Ashley's Forum Posts

  • This is the kind of thing which is a lot easier to do if we drop canvas2d support, but right now I think that would upset a larger number of people.

  • Closing, please see the bug report requirements, and note this is most likely to do with supported codecs in the browser you test, rather than a bug or anything mobile-specific.

  • It's not really that easy, audio can sometimes take a long time to encode anyway so you can't reliably detect a hang situation, it transcodes multiple files in parallel, the UI is blocking, etc. It's one of those "sounds easy but is hard" things.

  • > The only issue is objects store their position in single-precision floating point numbers

    >

    Read the bold sentence above that Ashley said from 2010 .
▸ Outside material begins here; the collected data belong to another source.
PR #253, opened 2025-04-12
Combine class attributes

makinori:
Multiple `Class()`'s doesn't concatenate together. When using something like Tailwind, you can't easily add more classes from the parent element. Example below:

```go
func TestDiv(children ...Node) Node {
	return Div(append(
		[]Node{Class("test")},
		children...,
	)...)
}

func MainDiv() Node {
	return TestDiv(Class("main"))
}
```
Outputs invalid HTML:
```html
<div class="test" class="main"></div>
```
Should output:
```html
<div class="test main"></div>
```
I don't know if my implementation is the best way to do it, but it seems to work. Doesn't work with `Classes{}` yet though.

### DIFF
--- a/gomponents.go
+++ b/gomponents.go
@@ -79,8 +79,35 @@ func El(name string, children ...Node) Node {
 	})
 }
 
+// Prevents class="" appearing twice.
+func combineChildren(children []Node) []Node {
+	var combined []Node
+
+	var foundClassAttr *attr
+
+	for _, child := range children {
+		p, ok := child.(*attr)
+
+		if ok && p.name == "class" {
+			*p.value = strings.TrimSpace(*p.value)
+			if foundClassAttr == nil {
+				foundClassAttr = p
+			} else {
+				*foundClassAttr.value += " " + *p.value
+				continue // dont append
+			}
+		}
+
+		combined = append(combined, child)
+	}
+
+	return combined
+}
+
 func render(w2 io.Writer, name *string, children ...Node) error {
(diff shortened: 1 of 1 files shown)


markuswustenberg:
Hi @makinori, thank you for wanting to contribute!

Unfortunately, this isn't something I want to merge. I like to keep the library "dumb", so that which gets written in Go is exactly the HTML that's coming out.

If you need a higher-level component to apply classes conditionally, have a look at [`Classes`](https://pkg.go.dev/maragu.dev/gomponents@v1.1.0/components#Classes).

makinori:
I understand. It's just that the library can output invalid html

markuswustenberg:
Ah, sorry, you mentioned `Classes` yourself. 😊

> I understand. It's just that the library can output invalid html

Yes, that's actually by design. Just like you can output invalid HTML by writing invalid HTML. gomponents is not trying to validate any of the HTML coming in or out. That's a whole can of worms I don't want to open. 😅

makinori:
Ah okay, makes sense. I think it's a good idea to design and keep it that way. I think making extra helper functions for my project is probably the best option. Sorry for misunderstanding. I really do like this library haha

markuswustenberg:
No worries, I really appreciate your wanting to contribute and improve! 😊

What you would probably typically do instead is something like this:

```
func TestDiv(classes string, children ...Node) Node {
	return Div(Classes{"test":true, classes: true}, Group(children))
}

func MainDiv() Node {
	return TestDiv("main", Span())
}
```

    Actually, that post is about Construct Classic, which has a different engine. C2 uses double-precision floats for numbers, but for performance reasons uses single-precision floats for rendering. This means you have an enormous range of high-precision positions, far beyond even billions of pixels (1px accuracy up to 9,007,199,254,740,992). However they can only render to within 1px accuracy in a range of about 8 million pixels from the origin (my previous statement of 100,000 was pretty much a guess, I can't remember, it was like 6 years ago ). Beyond that there is not enough precision in the rendering engine to draw everything to at least 1px accuracy, but you might get further before you notice anything wrong.

  • Closing as won't fix: the problem is with the AAC encoder we use (which doesn't report an error, it just hangs), which is the one built in to Windows, so really it's a Windows bug. We can't easily change the encoder because AAC is a patent-encumbered format. The workaround is to use your own AAC encoder or extend the audio clip. Sorry, not much else we can do.

  • There is no technical reason for the limit you set there, it's just a sanity check to avoid most likely accidental use of absurd values. If you enable "unbounded scrolling" you have an effectively unlimited size, but you'll probably run in to floating point precision issues if you go to extreme distances.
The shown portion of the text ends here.